3 p.m. - Welcome and Introduction, Steven Hyman

3:10 p.m. –
Human brain chimeroids as avatars to study human disease and development, Paola Arlotta

 

3:40 p.m. – Intracortical neural prostheses for the restoration of communication and mobility, Leigh Hochberg


4:10 p.m. – Human genetics and human brain biology: Insights from natural variation, Steven McCarroll

4:40 p.m. – Panel Discussion, moderated by Joshua Sanes



TALKS AND SPEAKERS

Human brain chimeroids as avatars to study human disease and development
Paola Arlotta (Golub Family Professor and Chair of Stem Cell and Regenerative Biology at Harvard, https://hscrb.harvard.edu/people/paola-arlotta)
Inter-individual genetic variation affects the susceptibility to and progression of many diseases.

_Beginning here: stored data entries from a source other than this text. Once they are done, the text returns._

Issue #22, opened 2020-01-14
Simplify code generation pass?


Bastacyclop:
Our current code generation pass is becoming more and more complex. It would be desirable to factor out some logic such as the resolution of indexing primitives (`split`, `take`, ..) to simple `idx` chains.

Bastacyclop:
One related issue is that when unrolling loops for OpenCL, we would like to only deal with loop patterns, but we still have to deal with half-imperative primitives such as `mapRead` that are currently not eliminated before codegen:
https://github.com/rise-lang/shine/blob/da15a58ec6f70095024cff97808d4e0ff45cb34d/src/main/scala/shine/OpenCL/FlagPrivateArrayLoops.scala#L31-L32

Bastacyclop:
An index translation pass is under work in #93

PR #57, opened 2020-09-14
Cam pipe and halide harris merge

Bastacyclop:
Includes #44 and #52.


src/main/scala/shine/C/TranslationContext.scala
```diff
@@ -15,9 +15,12 @@ class TranslationContext() extends shine.DPIA.Compilation.TranslationContext {
...
 
-      //TODO think about this more thoroughly
-      case PairType(_, _) => Assign(dt, lhs, rhs)
-        // assign(dt1, recordAcc1(dt1, dt2, lhs), fst(rhs)) `;` assign(dt2, recordAcc2(dt1, dt2, lhs), snd(rhs))
+      // FIXME: both solutions currently create issues
+      // TODO: think about this more thoroughly
+      // case PairType(_, _) => Assign(dt, lhs, rhs)
+      case PairType(dt1, dt2) =>
+        assign(dt1, pairAcc1(dt1, dt2, lhs), fst(rhs)) `;`
+        assign(dt2, pairAcc2(dt1, dt2, lhs), snd(rhs))
```
Bastacyclop, line 23: I plan to open an issue about this part.

michel-steuwer: yes, please.

src/main/scala/shine/OpenCL/FlagPrivateArrayLoops.scala
```diff
@@ -28,6 +28,9 @@ object FlagPrivateArrayLoops {
       extends VisitAndRebuild.Visitor
     {
       override def phrase[T <: PhraseType](p: Phrase[T]): Result[Phrase[T]] = p match {
+        // FIXME: we would like this primitive to be eliminated before this pass?
```
michel-steuwer, line 31: Can you also create an issue for this one?

src/main/scala/util/package.scala
```diff
@@ -57,4 +65,25 @@ package object util {
...
+  ): Unit = r match {
+    case elevate.core.Success(p) => dotPrintTmp(name, p)
+    case _ =>
+  }
+
+  def dotPrintTmp(name: String, e: rise.core.Expr): Unit = {
+    import scala.language.postfixOps
+    import scala.sys.process._
+
+    val path = "/tmp"
```
michel-steuwer, line 81: Why don't you use the `writeToTempFile` function that uses the `createTempFile` function and avoids hardcoding the `/tmp` path (that e.g. will not work on Windows).

src/test/scala/apps/KMeans.scala
```diff
@@ -8,7 +8,8 @@ class KMeans extends shine.test_util.TestsWithExecutor {
   private val C = 5
   private val F = 34
 
-  test("kmeans versions produce same results") {
+  // FIXME: got broken
+  ignore("kmeans versions produce same results") {
```
michel-steuwer, line 12: Can we create an issue for this as well (and also what does `got broken` mean? does it no longer type check, compiler, pass the test?)

src/test/scala/apps/NBody.scala
```diff
@@ -26,7 +26,8 @@ class NBody extends shine.test_util.TestsWithExecutor {
     ))
   }
 
-  test("nbody AMD version calls update only once") {
+  // FIXME: got broken
+  ignore("nbody AMD version calls update only once") {
```
michel-steuwer, line 30: Same here?

michel-steuwer (approved):
Could you please comment on the individual points I raised?
I am happy with the overall PR and will therefore already approve it, but I still expect your comments.

src/test/scala/apps/KMeans.scala
Bastacyclop: I will write a better comment, but these tests are broken by the pair assignment change.

michel-steuwer: ok. thanks. Please mention them in the issue that you will create.

src/main/scala/shine/C/TranslationContext.scala
Bastacyclop: https://github.com/rise-lang/shine/issues/58 is opened

src/main/scala/shine/OpenCL/FlagPrivateArrayLoops.scala
Bastacyclop: I added a comment in https://github.com/rise-lang/shine/issues/22

src/main/scala/util/package.scala
Bastacyclop: I can use `File.createTempFile` but it should not be deleted on exit, since this is used for debug.

Bastacyclop: Maybe it is better if I provide a path parameter and set `/tmp` as the default?

michel-steuwer: Well than use directly the `File.createTempFile(prefix, suffix)` method from Java.io.File without calling the `deleteOnExit` method.

michel-steuwer (dismissed):

michel-steuwer (approved):

Issue #58, opened 2020-09-15
Pair assignment decision


Bastacyclop:
In the [`TranslationContext`](https://github.com/rise-lang/shine/pull/57/files/da15a58ec6f70095024cff97808d4e0ff45cb34d#diff-d6c5e3324517182e64e6165a34097dad), we can define assignment of pair types in two different ways:
1. a single assignment: `pAcc := pExp`
2. two element-wise assignments: `pAcc.fst := pExp.fst; pAcc.snd := pExp.snd`

We have some examples that are broken because they rely on the first solution, while we currently do the second solution (which useful for other examples):
- https://github.com/rise-lang/shine/blob/da15a58ec6f70095024cff97808d4e0ff45cb34d/src/test/scala/apps/KMeans.scala#L12
- https://github.com/rise-lang/shine/blob/da15a58ec6f70095024cff97808d4e0ff45cb34d/src/test/scala/apps/NBody.scala#L30

fedepiz:
Thinking about this issue, should it be the case that `pAcc := pExp` is always the same as `pAcc.fst := pExp.fst; pAcc.snd := pExp.snd`?
I might touch on the topic soon when I get to assignment of dependent pairs = for which a split-assignment would be very inconvenient to even implement, but should be alright for the `pAcc := pExp` way 
(because snd for dependent pairs it's not really a thing. It's more like `fst` and `fst + snd`)

Bastacyclop:
The concrete issues are roughly:
- with `pAcc := pExp`, we have issues if we start wanting to modify how the inner elements are written (I have this issue for circular buffering as it is currently implemented).
- with `pAcc.fst := pExp.fst; pAcc.snd := pExp.snd` we have issues such as generating `p.fst := f(p).fst; p.snd := f(p).snd` which has the wrong semantics. maybe this should be solved by putting `f(p)` on the stack as a temporary.

bastian-koepcke:
Conceputally, I often go back to grouping our types into to categories when it comes to assignments: *directly assignable* and the rest. Where *directly assignable* talks about C code and whether we can assign a value of the representing C type using a C-assign (`=`). Let's say *directly assignable* types are:
- ScalarTypes/BasicTypes
- Tuples of directly assignable types
(this should model how we can assign in C, where tuples are structs).

Now, for directly assignable types, we could say `pAcc := pExp`; solving the issue that expressions are evaluated twice during tuple assignment.
[...]

PR #62, opened 2020-09-18
Fix tests broken by the element-wise pair assignment

Bastacyclop:
Hacks the continuation translation of foreign functions to avoid calling the function multiple times when triggering a pair assignment.
Removes the acceptor translation of foreign functions, as it should not be needed?

It is open to discussion whether this fix should be merged or if we prefer waiting for a better solution.
Related to #58


src/main/scala/shine/DPIA/FunctionalPrimitives/ForeignFunction.scala
```diff
@@ -34,23 +34,7 @@ final case class ForeignFunction(funDecl: ForeignFunction.Declaration,
...
-          con(arg)(λ(expT(inT, read))(e =>
-            A :=| outT | ForeignFunction(funDecl, inTs :+ inT, outT, exps :+ e)))
-        // with a `tail` of arguments left, recurse
-        case Seq((arg, inT), tail@_*) =>
-          con(arg)(λ(expT(inT, read))(e => recurse(tail, exps :+ e, inTs :+ inT)))
-      }
-    }
-
-    recurse(args zip inTs, Seq(), Seq())
+    ???
```
michel-steuwer, line 37: Can you explain why it is required (or a good idea) to remove the acceptor translation?

src/main/scala/shine/DPIA/FunctionalPrimitives/ForeignFunction.scala
```diff
@@ -64,7 +48,24 @@ final case class ForeignFunction(funDecl: ForeignFunction.Declaration,
         // with only one argument left to process return the assignment of the function call
         case Seq( (arg, inT) ) =>
           con(arg)(λ(expT(inT, read))(e =>
-            C( ForeignFunction(funDecl, inTs :+ inT, outT, exps :+ e) )) )
+            outT match {
+              // TODO: this is an ugly fix to avoid calling the function multiple times
+              //  for pair assignment
```
michel-steuwer, line 53: Could we have an explicit link to the issue discussing this in the comment here?

src/main/scala/shine/DPIA/FunctionalPrimitives/ForeignFunction.scala
Bastacyclop: the `ForeignFunction` primitive is `read`, and so should only trigger continuation translation I believe.

src/main/scala/shine/DPIA/FunctionalPrimitives/ForeignFunction.scala
Bastacyclop: done

michel-steuwer:
:+1:

michel-steuwer (approved):

michel-steuwer:
I suggest that we merge this while keeping the issue open.
It fixes two tests and doesn't seem to introduce harm to the rest of the code base.

src/main/scala/shine/DPIA/FunctionalPrimitives/ForeignFunction.scala
fedepiz: I may be wrong on this, but doesn't a top-level `read` primitive that returns a simple type like `f32` still trigger the acceptor translation?

I think I am facing exactly this in my current implementation of dependent pair match, which in one example is of type `exp[f32, read]`, and triggers the acceptor translation?

Again, I am rusty in `shine`, but it's worth a check

fedepiz (approved):
Looks good

PR #48, opened 2022-10-26
Fix `auth` branch errors

matteobad:
Integrates #36

- Fix `nextjs` compilation error by adding `@acme/auth` to the list of nextjs transpiled modules
- Add typescript validation to next-auth `Session` augmented type in packages other than `@acme/auth`
- Add Auth example in nextjs web app

### DIFF
--- a/apps/nextjs/tsconfig.json
+++ b/apps/nextjs/tsconfig.json
@@ -1,4 +1,11 @@
 {
   "extends": "../../tsconfig.json",
-  "include": ["next-env.d.ts", "**/*.ts", "**/*.tsx", "**/*.cjs", "**/*.mjs"]
+  "include": [
+    "next-env.d.ts",
+    "node_modules/@acme/auth/next-auth.d.ts",
+    "**/*.ts",
+    "**/*.tsx",
+    "**/*.cjs",
+    "**/*.mjs"
+  ]
 }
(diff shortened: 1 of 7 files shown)


packages/api/tsconfig.json
```diff
@@ -1,4 +1,9 @@
 {
   "extends": "../../tsconfig.json",
-  "include": ["src", "index.ts", "transformer.ts"]
+  "include": [
+    "src",
+    "index.ts",
+    "transformer.ts",
+    "node_modules/@acme/auth/next-auth.d.ts"
```
juliusmarminge, line 7: Should this be in `include`? `compilerOptions.types` seems more appropriate. Also maybe we should make the types a public entry point so we don't have to reference it through node_modules?

apps/nextjs/tsconfig.json
```diff
@@ -1,4 +1,11 @@
 {
   "extends": "../../tsconfig.json",
-  "include": ["next-env.d.ts", "**/*.ts", "**/*.tsx", "**/*.cjs", "**/*.mjs"]
+  "include": [
+    "next-env.d.ts",
+    "node_modules/@acme/auth/next-auth.d.ts",
```
juliusmarminge, line 5: See other comment

packages/api/tsconfig.json
matteobad: That was my initial thought, but I was not able to get it to work (surely I was missing something). I'll take a look at it as soon as I can

juliusmarminge: I'll merge for now, feel free to look into that and make another PR. I'll be busy with other stuff so prob not have time for it myself

Issue #54, opened 2022-11-06
Environment variable not found: DATABASE_URL


uze:
When I run `npx prisma studio --schema ./packages/db/prisma/schema.prisma` the prisma studio shows all data in my DB correctly, but when I run `npx turbo run dev` I get:

```Message: Error in Prisma Client request: 


Invalid `prisma.post.count()` invocation:


error: Environment variable not found: DATABASE_URL.
  -->  schema.prisma:7
   | 
 6 |   provider = "postgresql"
 7 |   url      = env("DATABASE_URL")
   | 

Validation Error Count: 1
```

Do we need to add another .env in that folder or some other configuration?

juliusmarminge:
The scripts are run with dotenv that pulls the env from the next app.

Check the scripts in db/package.json

juliusmarminge:
https://github.com/t3-oss/create-t3-turbo/blob/main/packages/db/package.json

uze:
Ah yes this fixed my issue, we can close this issue! Hmm. Should we have one global .env to read from instead of it being inside just the next app?

uze:
Aka changing `"with-env": "dotenv -e ../../apps/nextjs/.env"` to `"with-env": "dotenv -e ../../.env"`

juliusmarminge:
> Ah yes this fixed my issue, we can close this issue! Hmm. Should we have one global .env to read from instead of it being inside just the next app?

No I don't think so, you should have the envs in the apps to mirror how it is when you deploy them in production.

uze:
Hmm got it, I guess the way I was thinking about it is since both apps will share the same database, authentication, etc, then there will be lots of duplicates between the environment variables for each app, thus having one single .env that is the source of truth would be beneficial. Let me know what you think, if you like it I can make the PR otherwise we can keep it as is.

uze:
> Hmm got it, I guess the way I was thinking about it is since both apps will share the same database, authentication, etc, then there will be lots of duplicates between the environment variables for each app, thus having one single .env that is the source of truth would be beneficial. Let me know what you think, if you like it I can make the PR otherwise we can keep it as is.


Hmm got it, I guess the way I was thinking about it is since both apps will share the same database, authentication, etc, then there will be lots of duplicates between the environment variables for each app, thus having one single .env that is the source of truth would be beneficial. Let me know what you think, if you like it I can make the PR otherwise we can keep it as is.

uze:
[...]

PR #55, opened 2022-11-06
feat(env): add global .env

uze:
Added a global .env for both apps to reference from instead of having it inside of the nextjs app. 

Refer: https://github.com/t3-oss/create-t3-turbo/issues/54


juliusmarminge:
Have you tested it?

uze:
> Have you tested it?

Yep! Once you in the root of the repo you simply run `cp .env.example .env` and it'll generate your .env file then you replace the `DATABASE_URL=file:./db.sqlite` with your real URL like normal and everything works between the expo + next app. 👍🏻

uze:
Demo: @juliusmarminge 
https://user-images.githubusercontent.com/24923657/200193642-7d8ef667-b304-4041-b4d3-63c5676bc30e.mov

README.md
```diff
@@ -51,7 +51,7 @@ pnpm i
 
 # Configure environment variables.
 # There is an `.env.example` in the Next.js app you can use for reference
-cp apps/nextjs/.env.example apps/nextjs/.env
```
juliusmarminge, line 54: Update the comment above this line

uze: Updated the readme @juliusmarminge

juliusmarminge (approved):

fevernova90:
@uze I believe we also need the with-env inside apps/nextjs if we're going to use global .env

Screenshot 2022-12-27 at 9 13 33 AM

PR #66, opened 2022-11-11
Update .env.example comments

asobirov:


.env.example
```diff
@@ -1,12 +1,12 @@
-# Since .env is gitignored, you can use .env-example to build a new \`.env\` file when you clone the repo.
+# Since .env is gitignored, you can use .env.example to build a new \`.env\` file when you clone the repo.
 # Keep this file up-to-date when you add new variables to \`.env\`.
 
 # This file will be committed to version control, so make sure not to have any secrets in it.
 # If you are cloning this repo, create a copy of this file named \`.env\` and populate it with your secrets.
 
 # We use dotenv to load Prisma from Next.js' .env file
 # @see https://www.prisma.io/docs/reference/database-reference/connection-urls
-DATABASE_URL=file:./db.sqlite
```
juliusmarminge, line 9: SQLite here is fine. Should be quick to get the app running in the first place and SQLite works for that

Efforts to study the molecular mechanisms mediating the impact of human genetic variation on normal development and disease phenotypes are limited, however, by the paucity of faithful cellular human models, and the difficulty of scaling current systems to represent multiple individuals. Here, we present human brain “Chimeroids”, a highly reproducible, multi-donor human brain cortical organoid model generated by the co-development of cells from a panel of individual donors in a single organoid, while maintaining fidelity to endogenous tissue. We leveraged Chimeroids to investigate inter-individual variation in susceptibility to neurotoxic stressors that exhibit high clinical phenotypic variability. Individual donors varied in both the penetrance of the effect on target cell types, and the molecular phenotype within each affected cell type. Our results show that human genetic background may be an important mediator of neurotoxin susceptibility and introduce Chimeroids as a scalable system for high-throughput investigation of the contribution of human genetic variation to brain development and disease.


Intracortical neural prostheses for the restoration of communication and mobility
Leigh Hochberg (Senior Lecturer on Neurology, Medical School / L. Herbert Ballou University Professor of Engineering and Professor of Brain Science, Brown University, https://researchers.mgh.harvard.edu/profile/1245802/Leigh-Hochberg)
For people with paralysis, intracortical brain-computer interfaces (iBCIs) can record ensembles of individual neurons, decode their activity in real-time, and restore communication and limb movement. Dr. Hochberg will review progress in the BrainGate clinical trials, and the potential for restorative neurotechnologies to improve the function and health of people with a wide range of neurologic or mental health disorders.


Human genetics and human brain biology: Insights from natural variation
Steven McCarroll (Dorothy and Milton Flier Professor of Biomedical Science and Genetics, Medical School, https://mccarrolllab.org/people)
In natural settings – in which individuals have diverse genetic inheritances, environments and life histories, as humans do – almost all aspects of biology exhibit quantitative variation across individuals. Natural variation makes it possible to observe a biological system such as the human brain across many contexts and to learn underlying principles. Together with new technologies for high-volume data collection and computational approaches from machine learning, it is increasingly possible to recognize biologically important patterns in high-volume data sets that teach us new principles about how the underlying biological system works and how it is shaped by genetic variation. I will describe ways that studies of natural variation in human brain tissue – in human brain cells and the genes they express – are leading to surprising insights about schizophrenia, Huntington’s disease, natural brain aging, and normal brain function.